Whoever won the war, it wasn’t the British.

And whatever it was that those men and women fought and died for it is inconceivable that what they had in mind was what Britain has become today.

A couple of weeks ago I was talking to a man whom I’ve known for years and who has been a dedicated nationalist since before I understood the meaning of the word. And I was interested to know what he’d think of my doubts about Remembrance Day.

Betrayal

He told me that both his grandfathers had served in the same Pals Regiment during the First World War. Both fought on the Somme, one survived the war and the other fell in battle and left a wife and three children. He felt that the soldiers believed they were fighting for their country, but that their patriotism had been betrayed and their willingness for sacrifice had been treated with contempt.

Well yes, by definition their patriotism was betrayed - they fought for a cause that sought to eliminate the nation state, but doesn’t this say as much about our own shortcomings as it does about the shortcomings of those whom we trust to lead us?
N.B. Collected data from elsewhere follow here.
Issue #3012, opened 2021-05-12
Safari screenshotter often breaks


edemaine:
Most PRs (and when I merge to master branch) requires clicking "re-run tests" 2-3 times to get the Safari screenshotter tests to work.

It seems to fail on the `Includegraphics` test most often, perhaps because of the web fetch it needs to do. Perhaps we should remove that test, ~~or make the URL it loads a local file on the tester~~? Oops, it's already a local file. I'm not sure why Safari fails at this -- perhaps a race condition?

ylemkimon:
I think we should disable `Includegraphics` test on Safari.

edemaine:
Ah, that would be a simpler solution. 🙂 Screenshotter already has an `-x`/`--exclude` option, so this should be easy to do.

PR #3015, opened 2021-05-12
chore(screenshotter): Improve screenshotter for Safari

edemaine:
This PR does two things, and fixes or improves #3012:

1. ~~Upgrade to Safari 14.0; seems good to track modern Safari~~ I accidentally did this only locally, not in CI. I reverted this change because I didn't want to deal with changed screenshots in this PR.
2. Fix running Docker on IPv6 system. This is an aside I guess, but was necessary in my Windows environment; unfortunately, I still couldn't get the screenshotter working on Windows; it seems to just hang while trying to connect to the Selenium docker.
3. Ensure images load before screenshotting, the same way we do with fonts. This is presumably what was causing the `Includegraphics` test to fail on Safari (dunno why it works on other browsers; maybe they load local files fast).

CI doesn't crash on `Includegraphics` tests anymore.  I've seen Safari crash with a "failure to find function `load_fonts_and_images`" error and a timeout error.  I still haven't seen Chrome or Firefox crash, so this PR doesn't seem to have broken anything. I think Safari tests succeed more often now but there might be work left to do.

### DIFF
--- a/test/screenshotter/test.html
+++ b/test/screenshotter/test.html
@@ -31,8 +31,8 @@
     <span id="math"></span>
     <span id="post"></span>
     <script type="text/javascript">
-      function load_fonts(callback) {
-        if (!document.fonts || !document.fonts.load) {
+      function load_fonts_and_images(callback) {
+        if (!document.fonts || !document.fonts.load || !document.images || !document.images.load) {
           callback();
           return;
         }
@@ -55,6 +55,17 @@
         }
         load_font("Mincho");
         load_font("Batang");
+
+        document.images.forEach(function (img) {
+          results.push(new Promise(function (done, error) {
+            if (img.complete) {
+              done();
+            } else {
+              img.addEventListener('load', done);
+              img.addEventListener('error', error);
+            }
+          }));
+        });
 
         Promise.all(results).then(callback)
       }
--- a/test/screenshotter/test.html
+++ b/test/screenshotter/test.html
@@ -32,6 +32,11 @@
     <span id="post"></span>
     <script type="text/javascript">
       function load_fonts_and_images(callback) {
+        if (typeof Promise === "undefined") {
+          callback();
+          return;
+        }
+
         var results = [];
 
         function load_font(name, style) {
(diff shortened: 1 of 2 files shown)


test/screenshotter/test.html
```diff
@@ -31,8 +31,8 @@
     <span id="math"></span>
     <span id="post"></span>
     <script type="text/javascript">
-      function load_fonts(callback) {
-        if (!document.fonts || !document.fonts.load) {
+      function load_fonts_and_images(callback) {
+        if (!document.fonts || !document.fonts.load || !document.images || !document.images.load) {
```
ylemkimon, line 35:
```suggestion
        if (!document.fonts || !document.fonts.load) {
```
`document.images` is available on all browsers and there is no `document.images.load`.

test/screenshotter/test.html
```diff
@@ -56,6 +56,17 @@
         load_font("Mincho");
         load_font("Batang");
 
+        document.images.forEach(function (img) {
```
ylemkimon, line 59: AFAIK, there is no `forEach` method on `document.images` (`HTMLCollection`).

edemaine:
@ylemkimon Thanks for spotting those bugs which caused the code to never run! (and broke font loading) I tweaked the code to always do the image loading checks, correctly this time, and no longer break font loading.

I've run the tests three times, and while Safari doesn't always get the Includegraphics test in the first try, it so far hasn't actually failed within the 5 attempts. Anyway, I think this PR should help and can't hurt, even if we remove the test for Safari.

test/screenshotter/test.html
```diff
@@ -31,14 +31,11 @@
...
     <span id="post"></span>
     <script type="text/javascript">
-      function load_fonts(callback) {
-        if (!document.fonts || !document.fonts.load) {
-          callback();
-          return;
-        }
-
+      function load_fonts_and_images(callback) {
         var results = [];
```
ylemkimon, line 35:
```suggestion
        if (typeof Promise === "undefined") {
          callback();
          return;
        }

        var results = [];
```

ylemkimon (approved):

ylemkimon:
Thank you for the PR! The Safari screenshotter always bothered me.

edemaine:
@ylemkimon Thanks for the review and improvement!

PR #3030, opened 2021-05-18
test(screenshotter): update Includegraphics-safari

### LINKED ISSUE #3012: Safari screenshotter often breaks

ylemkimon:
Fixes #3012.


edemaine (approved):
Nice catch! Looks like the old version had a low-resolution partial load of the image. This was accidentally introduced in #2976 when the test changed.

PR #3032, opened 2021-05-19
test(screenshotter): update screenshots

ylemkimon:
They were updated in the wrong directory in #2999.


edemaine (approved):
Weird. A bug in our CI?

Issue #1366, opened 2018-05-27
Incorrect rendering of \^ in text mode


pzinn:
Try
```
\text{a\^{}b}
```
in KaTeX vs LaTeX. In the latter `\^{}` is a proper caret character, whereas in the former.. well, I'm not quite sure what's going on, maybe it's only a spacing issue, but the result certainly looks wrong.
(Replacing `\text` with `\texttt` may help see the problem)

edemaine:
Interesting, thanks for spotting. I need to understand when accented characters take the width of the accent (perhaps empty base character is a special case?) and when they take the width of the base character (as in `\^\i`).

pzinn:
any progress on this?

kevinbarabash:
@edemaine it looks like it's a `text` mode thing.  Here's what quicklatex.com produces:

```\text{a^{}b}```
<img width="123" alt="Screen Shot 2020-12-11 at 5 05 29 PM" src="https://user-images.githubusercontent.com/1044413/101959367-30ee6480-3bd3-11eb-921b-8b9bfaa67842.png">

```a^{}b```
<img width="81" alt="Screen Shot 2020-12-11 at 5 05 18 PM" src="https://user-images.githubusercontent.com/1044413/101959378-38ae0900-3bd3-11eb-97d7-ccb560fe36b2.png">

kevinbarabash:
The second one is actual an error.  I didn't notice it at first because quicklatex.com doesn't enable error reporting by default.

edemaine:
I hadn't realized that `\^` is equivalent to `\textasciicircum`. I'll make a quick PR!

edemaine:
`\^` is a text-mode accent command. The issue is with accent commands having empty arguments. In KaTeX, a blank argument is treated like a zero-width box, so the accent gets centered on top.  In LaTeX, a blank argument seems to behave the same as something like a space, but I'm not sure by what mechanism it does so (minimum width? special case of `{}` argument?). Perhaps this is done at the TeX level? Without knowing the mechanism, it's difficult to implement...

edemaine:
[...]

PR #3036, opened 2021-05-20
feat: text-mode cedilla accent via \c

edemaine:
Add text-mode accent function `\c` and corresponding Unicode support.

This started as PR #1127 by @kevinbarabash but for technical reasons got closed for a future replacement PR. I happened to bump into it today (via #638), and revitalized the code into a new PR. Conveniently, the recently merged PR #3009 resolved the technical issue that was holding this back.

Solves part of #638.

Demo:

image

This PR changes the rendering of the Unicode glyphs `çÇ` to use the correct `cC` glyphs plus an accent.  Screenshot diff:

image


kevinbarabash:
@edemaine thanks for tackling this.  Something's not quite right though.  The new glyphs look quite different from the base glyphs.

**BEFORE**
Screen Shot 2021-08-28 at 12 10 52 PM

**AFTER**
Screen Shot 2021-08-28 at 12 10 57 PM

QuickLatex rendering of base glyphs beside those using `\c`:
Screen Shot 2021-08-28 at 12 12 24 PM

edemaine:
Are you sure you didn't reverse those?  I just tested katex.org vs. the netlify deploy preview, and this is what I get for `\huge\text{cCçÇ}`:

Old / katex.org: 

image

New / deploy preview:

image

kevinbarabash:
> Are you sure you didn't reverse those?

My bad.  I had them reversed, sorry about that. 😞

src/functions/accent.js
```diff
@@ -74,10 +74,14 @@ export const htmlBuilder: HtmlBuilderSupSub<"accent"> = (grp, options) => {
...
+
     // calculate the amount of space between the body and the accent
-    let clearance = Math.min(
-        body.height,
-        options.fontMetrics().xHeight);
+    let clearance = accentBelow
+        ? body.height + body.depth
+        : Math.min(
+            body.height,
+            options.fontMetrics().xHeight);
```
kevinbarabash, line 84: The rendering looks good, but the fact that we have kern of size `-clearance` below is a bit confusing.  No action req'd since it's been like this for a while but something we might want to refactor in the future to be less confusing.

test/unicode-spec.js
```diff
@@ -9,6 +9,12 @@ describe("unicode", function() {
             .toBuild();
     });
 
+    it("should build Latin-1 inside \\text{} like accent commands", function() {
+        expect`\text{ÀÁÂÃÄÅÈÉÊËÌÍÎÏÑÒÓÔÕÖÙÚÛÜÝàáâãäåèéêëìíîïñòóôõöùúûüýÿÇç}`
+            .toParseLike`\text{\`A\'A\^A\~A\"A\r A\`E\'E\^E\"E\`I\'I\^I\"I\~N\`O\'O\^O\~O\"O\`U\'U\^U\"U\'Y\`a\'a\^a\~a\"a\r a\`e\'e\^e\"e\`ı\'ı\^ı\"ı\~n\`o\'o\^o\~o\"o\`u\'u\^u\"u\'y\"y\c C\c c}`;
+        // TODO(edemaine): A few characters don't have analogs yet.
+    });
```
kevinbarabash, line 16: Nice test.

kevinbarabash (approved):
LGTM.  I don't see where the mapping is from the unicode chars to the `\c C`, `\c c` expansion.  Is there some code that was automatically handling this for all entries in unicodeAccents.js?

edemaine:
Thanks for the review!

> I don't see where the mapping is from the unicode chars to the `\c C`, `\c c` expansion. Is there some code that was automatically handling this for all entries in unicodeAccents.js?

Yep, that is `src/unicodeSymbols.js` (which is inlined via `/*preval*/` into `Parser.js`).

src/functions/accent.js
edemaine: I agree that it's confusing; I can't say I fully understand this code. Happy to review a PR that cleans it up. 🙂 There are some actual bugs here to fix, e.g., #1366 (though that has to do with horizontal rather than vertical spacing).

edemaine:
@ylemkimon This got merged but didn't trigger a release (apparently the job got canceled somehow). The next merge triggered a release, but this PR isn't mentioned in the changelog.  Any ideas what happened?

PR #3053, opened 2021-05-28
fix: Correct invalid box-sizing property

### LINKED ISSUE #3052: Invalid box-sizing property in .katex .angl css class
**Describe the bug:**

As seen [here](https://github.com/KaTeX/KaTeX/blob/2f62c0d8ee8135f4d5b7fe727add6ad25d5c86a0/src/katex.less#L596) the `.angl` class contains a non-existent property value for `border-box`. Judging from the context it should be `content-box`. I'm happy to open a PR if anyone can confirm that it should indeed be `content-box` and not `border-box`.

```
.angl {
    // from package actuarialangle, which is always used in a subscript.
    box-sizing: border-content;       // NON-EXISTENT css property
    border-top: 0.049em solid;        // defaultRuleThickness in scriptstyle
    border-right: 0.049em solid;      // ditto
    margin-right: 0.03889em;          // 1 mu
}
```

**To Reproduce:**
NA

**Expected behavior:**
Stylesheets to include [W3C valid properties](https://drafts.csswg.org/css-ui-3/#propdef-box-sizing): `content-box | border-box`.

klittlepage:
Fixes #3052


edemaine (approved):
Thanks for finding and fixing this! I took care of the Safari screenshot issue (which requires actions by one of the maintainers &mdash; nothing you could have done on your own).

PR #3114, opened 2021-07-12
fix: remove local macros upon parse error

edemaine:
Close all groups after parse, in particular in case of parse error, completing `Namespace`'s simulation of local definitions.

Fixes #3122 as closing groups deletes any local-to-group macros.


ylemkimon (approved):

edemaine:
@ylemkimon Thanks for all the reviews!  I assume you're holding releases somehow (manually canceling the release jobs?).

I am not a great believer in blind obedience, and I find it hard to interpret First World War soldiers climbing out of their trenches and walking towards a hail of machine gun bullets as an act of heroism.

My friend recalled his grandfather describing the scene: How he’d looked down the line of soldiers to his left and right and seen many fall, how he’d seen others turn up the collars of their battle dress as if somehow that might protect them from bullets in the same way as it would from a chill wind.

I know we shouldn’t view the behaviour of yesterday through the eyes of today, but isn’t there a difference between fighting to the last man in defence of hearth and home and walking towards almost certain death for causes that still remains unclear? This isn’t to besmirch the memory of those who in my mind died so pointlessly, but it is not more heroic to refuse to throw away one’s life than it is to follow orders that defy all logic - especially when the alternative is the firing squad.

And just as our forebears turned up their collars against a hail of bullets, so our present day brothers and sisters turn up their collars against the onslaught of liberalism, mass third world immigration, and enforced multiculturalism. Deep down we know where it’s leading, but rather than think for ourselves we prefer conformity to healthy scepticism. Incredibly, we find it easier to face a hail of bullets or even our total destruction than we do to buck the trend.

Fraud

Remembrance Day is a fraud; it is a political tool used for our control. And the insincerity of the establishment in respect of Britain’s war dead is exposed by the half-heartedness of the two minutes silence and the need for ex-servicemen and women to rely on the charity of poppy sales.

And although it is tragic that so many of our servicemen have fought and died in conflicts that have very little to do with Britain, we fool ourselves if we think they died for us. They died for the globalist ambitions of the international power elite that rules the west - the conflict in Iraq where our forces are little more than mercenaries is the clearest example of this. Couldn’t they see that for themselves?

We need to move away from this romantic and mawkishly sentimental understanding of our armed forces, especially during the conflicts of the 20th and 21st century. They were great fighters, they were brave, and they knew how to die, but they didn’t fight for Britain; they fought and are still fighting for a liberal establishment whose aim is world-wide hegemony. And I wonder, were they told it was their duty, how many of today’s heroes in Iraq would dare refuse to use their might against those of us who oppose what Britain has become.

* Quoted from the Department for culture, media, and sport government website.

** Liberalism is one of those words that mean different things to different people - when I use the word I mean the ‘official establishment attitude’ of the Western political, media, and entertainment elite, and all its manifestations; liberalism is the practical application of the belief in the equality of man.